Stuff White People Do: Blame Their Crimes on Phantom People of Color

[Title with respect to Macon D.]

Bonnie Sweeten, Ashley Todd, Jennifer Wilbanks, Susan Smith, and Charles Stuart are a few of the more well-known names in a long history of "racial hoaxes," in which a white person hurts themselves or someone else (usually a family member) and blames an imaginary person of color (most frequently a black man) for their crime, hoping that institutional racism, its narratives and stereotypes, their own privilege, and the prejudices of other whites will allow them to successfully deflect suspicion onto a nonspecific person of color. In the worst-case scenarios, real people matching conjured police sketches are detained—and innocent people have been punished because of these elaborate, racist lies.

It's bad enough when it's just some random asshole pulling this shit. It's even worse when it's a cop.

[Transcript below.]

Thank Maude he was stupid enough to get caught. I hope the department will immediately launch a comprehensive review of his cases—complainants should be contacted to see if they were helped as they should have been; suspects should be interviewed to see if they were mistreated; especially black complainants and suspects—because any white cop who's fucked up enough to shoot himself and blame it on a black man should strongly be suspected of having scapegoated or in other ways inappropriately targeted and/or unfairly treated people of color on the job.
Randi Kaye, CNN Correspondent (in voiceover): It was 4 in the morning when Philadelphia when the radio call came in: cop shot. A white police sergeant said he'd been shot by a black man. Officers responded in force—an all-out search of the African-American neighborhood in Philadelphia's 19th Precinct, where Sergeant Robert Ralston said it all went down.

Kaye (on camera): The sergeant told the story this way: He'd come across two black men along the railroad tracks on the morning of April 5. One ran away, he said; the other pointed a silver revolver at his head. He knocked it away, he said, but it fired anyway, and the bullet grazed his left shoulder. He also said he fired one shot, but wasn't sure if he'd struck the suspect.

Kaye (in voiceover): Police gave thanks their man had survived. Tragedy averted, they said. The white cop described the shooter this way: Dark skin, braided hair, and a tattoo next to his eye.

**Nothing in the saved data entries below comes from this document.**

PR #1091, opened 2026-04-27
Use device name when registering a device with myTBA

ZachOrr:
This one is going to stay WIP for a little. We need to get approval from Apple for the `user-assigned-device-name` entitlement. This should help users identify which device is which in their account.


ZachOrr:
Denied

PR #1113, opened 2026-05-21
Show team numbers in event Awards list

ZachOrr:
## Summary
- When the Core Data layer was removed, `AwardCellViewModel.teamDisplay` collapsed to `team.displayNickname`, which silently drops the team number whenever the team has a nickname. The Awards tab was showing just `"The Cheesy Poofs"` with no team number anywhere on the row.
- Restore the team number as the primary identifier on team-only rows (number on line 1, nickname underneath when present), matching the web's number-first emphasis while keeping the two-line touch target the cell already relies on.
- Awardee rows are unchanged in structure: awardee on line 1, bare team number on line 2 (no more `"Team N"` prefix — the repeated `Team` was noisy when stacked).

## Test plan
- [ ] Open an event with mixed award types (e.g. Smoky Mountains Regional 2026) → Awards tab
- [ ] Team-only awards (Impact, Regional Winners, etc.) show the bare team number on top, nickname underneath when one is known
- [ ] Awardee awards (Woodie Flowers, Volunteer of the Year, FIRST Leadership Finalist) show the awardee on top and the bare team number underneath
- [ ] Awards with neither team nor awardee still render `--`
- [ ] Tapping a team-only row still navigates to the team detail

### DIFF
--- a/the-blue-alliance-ios/ViewElements/Awards/AwardCellViewModel.swift
+++ b/the-blue-alliance-ios/ViewElements/Awards/AwardCellViewModel.swift
@@ -17,9 +17,12 @@ struct AwardCellViewModel {
             var awardText: [String] = []
             if let teamKey = apiRecipient.teamKey, let awardee = apiRecipient.awardee {
                 awardText.append(awardee)
-                awardText.append(Self.teamDisplay(key: teamKey, teamsByKey: teamsByKey))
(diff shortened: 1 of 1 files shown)


ZachOrr:
Fixed with https://github.com/the-blue-alliance/the-blue-alliance-ios/pull/1114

But police never found the black shooter or anyone matching that description. And now, more than a month later, we know why. The real story? The two black men the cop said he encountered never existed. Philadelphia Police Commissioner Charles Ramsey says Sergeant Ralston made the whole thing up.

Charles Ramsey, Philadelphia Police Commissioner: It was clear to us soon after it took place that this simply was just not true. Just the evidence just didn't support the story he was giving.

Kaye (in voiceover): But wait: what about the sergeant's shoulder wound? The commissioner says Sergeant Ralston actually shot himself, which may be why, he said, he got off one shot at the suspect—an explanation as to why his gun had been fired.

Ramsey: A test was run on his shirt. The powder on the shirt matched the same kind of ammunition we use in the department.

Kaye (in voiceover): That's right—the gunpowder on the sergeant's shirt was the same kind his own weapon used. And there's more. The angle at which the bullet struck him didn't square with his story either, says the commissioner. We tried to ask Sergeant Ralston to explain, but, outside his home, he dodged our cameras and ducked inside.
Unidentified male (offscreen, as Ralston walks by into his house): Can you tell us why you did that, sir?

Kaye (in voiceover): Neighbors called the sergeant's actions a sad statement.

Brawly Joseph, neighbor: I can't believe he would really do something like that. That's really uncalled for. He—ever since I've been living here, he's really been, like, antisocial around this area.

Kaye (on camera): What's still unclear is why Sergeant Ralston, a 21-year veteran of the force, would make up such a wild tale. Only after hours of interrogation, police said, did he finally admit he shot himself on purpose. The police commissioner says he may have done it for a job transfer or maybe for attention, but that the sergeant didn't give a reason.

Kaye (in voiceover) The police commissioner calls this a, quote, "terrible and embarrassing chapter in the department's history."

Ramsey: The fact that he stated that two African-Americans were involved in this, again, just, I think, inflames tensions in our community—something that we certainly do not need.

Kaye (in voiceover): Sergeant Ralston has been suspended with pay. The commissioner says he will be fired. He was given immunity in exchange for his confession, so he doesn't face criminal charges. But he'll have to pay for the massive manhunt to find his phantom suspects. Cops are still adding up the cost. The days of calling Sergeant Robert Ralston a hero and crediting his quick actions for saving his own life, long gone. Randi Kaye, CNN, New York.